Before the sun is too strong in the mornings, we climb to the top of the ridge where we can see the valley below and hike along the trail until the mist rolls in. One morning we spot a three-foot-long snake before it disappears into the tea bushes.
Reserved seats are sold out, so we ride third class to Ella. The seats are pleather and the windows open. A woman across from us has a chicken in a box sitting at her feet.
We arrive delighted to find a busy main street lined with cafes and minimarts. Our host shows us a shortcut up to the train tracks and tells us to walk on the tracks until we reach the colonial-era Nine Arch Bridge. Near the end, we enter a tunnel filled with bats and rush through. On the other side, the bridge curves through lush green undergrowth and palm trees.
While we wait for the train in the shade of broad banana leaves, eating melting ice cream, a girl appears in front of me and asks, where you from? Her name is Lisa, she’s eleven and on vacation with her parents, three brothers, and five cousins from Galle.

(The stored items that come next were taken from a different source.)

PR #1145, opened 2024-04-12
🔵🦷 UI changes for BLE integration

JGreenlee:


JGreenlee:
New row in the Profile tab allows users to update the config without logging out and back in

Simulator Screen Recording - iPhone 8 - 2024-04-14 at 17 58 00

JGreenlee:
Once I finally started getting `background/bluetooth_ble` entries to show up, this error was triggered:

image


I looked at the data. Indeed, every single `background/bluetooth_ble` entry has `major` and `minor` of 0, despite those values being defined when they are passed to the `mockBLEObjects` function.

I looked through the plugin and I think I found the source of the issue.
https://github.com/e-mission/e-mission-data-collection/blob/a83ae18d84ad04946d50ab606022246f777fb692/src/android/wrapper/BluetoothBLE.java#L87

This code snippet uses `==` to compare strings when it should use `equals()`. That causes the major and minor (among other properties to never get filled in for the fake ble objects

www/index.html
```diff
@@ -3,7 +3,7 @@
   <head>
     <meta charset="utf-8">
     <meta name="viewport" content="initial-scale=1.0, maximum-scale=1.0, user-scalable=no, width=device-width, viewport-fit=cover">
-    <meta http-equiv="Content-Security-Policy" content="default-src 'self' data: gap: https://ssl.gstatic.com https://nominatim.openstreetmap.org https://raw.githubusercontent.com; style-src 'self' 'unsafe-inline'; script-src 'self' 'unsafe-inline' 'unsafe-eval'; img-src 'self' https://tile.openstreetmap.org 'unsafe-inline' data: 'unsafe-eval'">
+    <meta http-equiv="Content-Security-Policy" content="default-src 'self' data: gap: https://ssl.gstatic.com https://nominatim.openstreetmap.org https://raw.githubusercontent.com http://10.0.2.2:9090; style-src 'self' 'unsafe-inline'; script-src 'self' 'unsafe-inline' 'unsafe-eval'; img-src 'self' https://tile.openstreetmap.org 'unsafe-inline' data: 'unsafe-eval'">
```
shankari, line 6: If we add this, we should also add `http://localhost:9090`. Although I really don't think we should change this in the `index.html` since it can be a (very farfetched) security hole in production. Ideally, we would add these (and the `edit-config` tag in `config.xml`  as part of `npm run build-dev` and remove them as part of `npm build`.

For now, I have the changes implemented locally to allow testing but have not checked them in.
I also made https://github.com/e-mission/e-mission-phone/pull/1145/files#diff-d7df3a5aedf99d611872de9affe54d6bd62531488711022ee9f33d1ac86baab6R148 locally but didn't check it in 😄

shankari:
@JGreenlee You should also be able to use the staging app to generate these now since you have real beacons
- use the geofence exit from the developer zone
- move the beacon near the device
- wait until you get real BLE scans
- log in to the same token from the emulator

JGreenlee:
Testing locally with "simulated" beacon scans. This was a fake trip (I used "Routes" in the android emulator) and it successfully matched to a vehicle identity ("Jack's Mazda 3").

This vehicle identity was configured with the major  and minor of the simulated beacon scans (they are hardcoded as 4567 and 1945 in decimal, which are 11d7 and 0799 in hexadecimal)

```
  "vehicle_identities": [
    {
      "value": "car_jacks_mazda3",
      "bluetooth_major_minor": ["11d7:0799"],
      "text": "Jack's Mazda 3",
      "baseMode":"CAR",
      "met_equivalent":"IN_VEHICLE",
      "kgCo2PerKm": 0.22031,
      "vehicle_info": {
        "type": "car",
        "license": "JHK ****",
        "make": "Mazda",
        "model": "3",
        "year": 2014,
        "color": "red",
        "engine": "ICE"
      }
    ...
```

image

JGreenlee:
Next, just need to update conditional surveys (along with the expressions in the config) so they can utilize the matched vehicle identity

JGreenlee:
With the updates to https://github.com/e-mission/nrel-openpath-deploy-configs/pull/91 (now using version 3 of that config):

Surveys are now shown conditionally based on the detected vehicle rather than by the sensed mode. Previously, this trip prompted the EV Roaming survey because the sensed mode was UNKNOWN. Now it prompts the Gas Car survey because the detected vehicle is Jack's Mazda 3, a gas car.



The January trips (test data) don't match a detected vehicle. So no survey is prompted.

JGreenlee:
@shankari I think it's ready. This PR includes #1141 so keep that in mind if you want to review it separately

shankari:
I don't have time for a review, and @JGreenlee knows the UI code better than me anyway. So I am going to merge this and create a new staging release, so we can test this afternoon/tonight and submit for app review tonight or tomorrow morning.
I will leave this in "Ready for review" to remind me to review for future cleanup

shankari:
It looks like code coverage is broken because of a codecov.io issue. We may have to revisit it @jiji14

PR #1146, opened 2024-04-17
Fermata fixes apr17

JGreenlee:
- UserInputButton: before appConfig is defined, don't show default survey

- in updateUnprocessedBleScans, await call to getUnifiedDataForInterval
    > Without the 'await' keyword here, execution would continue without the request being completed.
    > This would cause the BLE scans to sometimes not be considered while rendering and evaluating conditional surveys.
    > If the BLE scans took longer to load than the trips took to render, there would be no surveys prompted.
    > Thus, we must 'await' to make sure the BLE scans are loaded first.

- cacheResourcesFromConfig: reload the cache when config is downloaded
    > We recently added the ability to refresh the config from inside the app.
    > But whenever the config is downloaded for the first time, we cache the resources referenced in it by URL. Subsequent config downloads would still use the resources from the first time.
    > 
    > fetchUrlCached now accepts options to pass through to the fetch API; if cache is 'reload', we will skip checking our localStorage cache for a previously stored value. This option will also cause the fetch API will also skip its own internal cache
    > 
    > The result of this is that when we refresh the config, URL-referenced resources inside it will also be refreshed.

### DIFF
--- a/www/js/services/commHelper.ts
+++ b/www/js/services/commHelper.ts
@@ -5,17 +5,18 @@ import { TimestampRange } from '../types/diaryTypes';
 
 /**
  * @param url URL endpoint for the request
+ * @param fetchOpts (optional) options for the fetch request. If 'cache' is set to 'reload', the cache will be ignored
  * @returns Promise of the fetched response (as text) or cached text from local storage
  */
-export async function fetchUrlCached(url) {
+export async function fetchUrlCached(url: string, fetchOpts?: RequestInit) {
   const stored = localStorage.getItem(url);
-  if (stored) {
+  if (stored && fetchOpts?.cache != 'reload') {
     logDebug(`fetchUrlCached: found cached data for url ${url}, returning`);
     return Promise.resolve(stored);
   }
   try {
-    logDebug(`fetchUrlCached: found no cached data for url ${url}, fetching`);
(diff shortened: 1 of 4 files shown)


www/js/services/commHelper.ts
```diff
@@ -5,17 +5,18 @@ import { TimestampRange } from '../types/diaryTypes';
...
-  if (stored) {
+  if (stored && fetchOpts?.cache != 'reload') {
     logDebug(`fetchUrlCached: found cached data for url ${url}, returning`);
     return Promise.resolve(stored);
   }
   try {
-    logDebug(`fetchUrlCached: found no cached data for url ${url}, fetching`);
-    const response = await fetch(url);
+    logDebug(`fetchUrlCached: cache had ${stored} for url ${url}, not using; fetching`);
+    const response = await fetch(url, fetchOpts);
```
shankari, line 19: Just for my own understanding, we also cache separately in the localStorage. This is just to ensure that the HTTP cache (if any) also does not return obsolete values. The log statement prints the value from the `localStorage` cache.

shankari (approved):

www/js/services/commHelper.ts
JGreenlee: Correct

For dinner we order stir fried okra, pumpkin curry, spinach daal, and jackfruit curry. The waiter suggests we order two plates of rice with curry, but we say no no no, we don’t want rice with curry, we want curry with rice.
When we return we discover the power is out. The German guests next door are reading by candlelight.
In the morning our host sets out a deep bowl of daal, hot roti, freshly grated coconut sambal, sweet watermelon, bananas, curd with pineapple and treacle, an omelette, and avocado smoothies. The German ladies offer us half their papaya.
By the time we finish breakfast, the sun is already high. We quickly set off to hike Little Adam’s Peak. At the top, two boys offer to sell us bottled water from their backpacks. We ask them what time they got there this morning, and the younger one says 6 AM. That’s so early, we say, and he replies rather seriously, I’m a businessman.
We find a table at Cafe Chill, parched and burnt after our hike. Every tourist in town must be here, packed as it is. I look through the menu and see it – at last, lamprais. Our waiter brings a frozen passionfruit mint tea and sets down small bowls of sambol and papadum chips, then unfolds a grilled banana leaf to reveal a steaming packet of eggplant, jackfruit, beetroot, and green peppers melting into soft yellow rice.
A middle aged man who lived in Italy for many years came back to open the hotel we’re staying in. He loves to talk. We ask him why Sri Lankans eat so much rice. Because it’s cheap, he says. Vegetables are expensive. I used to give mango at breakfast, but now, the price is too high.